*YOUR OBJECTIVE*
For every line in the records that has the word "Messenger", make a copy.

[Stored entries]
PR #3204, opened 2025-08-27
STRATCONN-6008 - [Twilio Messaging] - FB Messenger support

joe-ayoub-segment:
PR to add FB Messenger support to Twilio Messaging Destination

## Testing
Unit tests to be added
Testing in production with feature flag


varadarajan-tw:
Just left couple of comments. Also, it seems like codecov/patch is failing because test coverage isn't sufficient enough. pls see if we can increase test coverage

*ANSWER FOR THIS EXERCISE*
STRATCONN-6008 - [Twilio Messaging] - FB Messenger support
PR to add FB Messenger support to Twilio Messaging Destination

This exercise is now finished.